If your helper already keeps cookies between tests (e.g. WebDriver's keepCookies: true), disable fetch and restore so the plugin only handles the first login:

js
helpers: {
  WebDriver: { keepCookies: true },
},
plugins: {
  auth: {
    enabled: true,
    users: {
      admin: {
        login: (I) => {
          I.amOnPage('/login')
          I.fillField('email', '[email protected]')
          I.fillField('password', secret('123456'))
          I.click('Login')
        },
        check: (I) => {
          I.amOnPage('/dashboard')
          I.see('Admin', '.navbar')
        },
        fetch: () => {},
        restore: () => {},
      },
    },
  },
}

Sessions stored in local storage

Override fetch and restore to read and write a token instead of cookies:

js
plugins: {
  auth: {
    enabled: true,
    users: {
      admin: {
        login: (I) => I.loginAsAdmin(),
        check: (I) => I.see('Admin', '.navbar'),
        fetch: (I) => I.executeScript(() => localStorage.getItem('session_id')),
        restore: (I, session) => {
          I.amOnPage('/')
          I.executeScript((s) => localStorage.setItem('session_id', s), session)
        },
      },
    },
  },
}

Async login

When login, check, restore, or fetch is async, the plugin awaits it.
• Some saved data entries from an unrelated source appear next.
PR #1847, opened 2024-03-15
Match API Hawk response when receiving streaming response from API

kevincarrogan:
The API uses the content disposition in case where we are sending streaming responses so we need to match that on the frontend.

[LTD-4668](https://uktrade.atlassian.net/browse/LTD-4668)

[LTD-4668]: https://uktrade.atlassian.net/browse/LTD-4668?atlOrigin=eyJpIjoiNWRkNTljNzYxNjVmNDY3MDlhMDU5Y2ZhYzA5YTRkZjUiLCJwIjoiZ2l0aHViLWNvbS1KU1cifQ

### DIFF
--- a/core/client.py
+++ b/core/client.py
@@ -65,14 +65,19 @@ def _seen_nonce(access_key_id, nonce, timestamp):
     return seen_cache_key
 
 
-def verify_hawk_response(response, sender):
+def verify_hawk_response(response, sender, stream=False):
     if "server-authorization" not in response.headers:
         sentry_sdk.set_context("response", {"content": response.content})
         raise RuntimeError("Missing server_authorization header. Probable API HAWK auth failure")
 
+    if stream:
+        content = response.headers["Content-Disposition"]
+    else:
+        content = response.content
+
     sender.accept_response(
         response.headers["server-authorization"],
-        content=response.content,
+        content=content,
         content_type=response.headers["Content-Type"],
     )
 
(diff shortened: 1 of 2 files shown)


unit_tests/core/test_api_client.py
```diff
@@ -20,3 +38,122 @@ def test_zipkin_headers(settings):
...
+    )
+    response.headers["content-type"] = "application/octet-stream"
+    response.headers["content-disposition"] = 'attachment; filename="filename.jpg"'
+    response.status_code = 200
+    response._content = b"test"
+
+    assert verify_hawk_response(response, sender, stream=True) is None
+
+
+def test_perform_request(settings, rf, client, requests_mock):
```
hnryjmes, line 117: is the `settings` variable here just an object created when this individual test is run?

core/client.py
```diff
@@ -65,14 +65,19 @@ def _seen_nonce(access_key_id, nonce, timestamp):
...
 
 
-def verify_hawk_response(response, sender):
+def verify_hawk_response(response, sender, stream=False):
     if "server-authorization" not in response.headers:
         sentry_sdk.set_context("response", {"content": response.content})
         raise RuntimeError("Missing server_authorization header. Probable API HAWK auth failure")
 
+    if stream:
+        content = response.headers["Content-Disposition"]
```
hnryjmes, line 74: I've read this file in api and now I understand what this is doing
https://github.com/uktrade/lite-api/blob/dev/api/conf/middleware.py

hnryjmes (approved):

unit_tests/core/test_api_client.py
kevincarrogan: It's a fixture https://pytest-django.readthedocs.io/en/latest/configuring_django.html#overriding-individual-settings.

currycoder (approved):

Inside your test, await the injected function:

js
plugins: {
  auth: {
    enabled: true,
    users: {
      admin: {
        login: async (I) => {
          const phrase = await I.grabTextFrom('#phrase')
          I.fillField('username', 'admin')
          I.fillField('password', secret('password'))
          I.fillField('phrase', phrase)
        },
        check: (I) => {
          I.amOnPage('/')
          I.see('Admin')
        },
      },
    },
  },
}
js
Scenario('login', async ({ login }) => {
  await login('admin')
})

Validate the session inside check

check receives the value returned by fetch as its second argument. Throw from check to force a fresh login:

js
plugins: {
  auth: {
    enabled: true,
    users: {
      admin: {
        login: (I) => I.loginAsAdmin(),
        check: (I, session) => {
          if (session.profile.email !== '[email protected]') {
            throw new Error('Wrong user signed in')
          }
        },
      },
    },
  },
}

Tips

  • Force a re-login by throwing inside check — the plugin treats it as an expired session and runs login again.
  • Mask credentials with secret() so passwords never appear in the test output. See Secrets.
  • Switch users mid-test with session() when one scenario needs two browsers signed in as different users. See Multiple Sessions.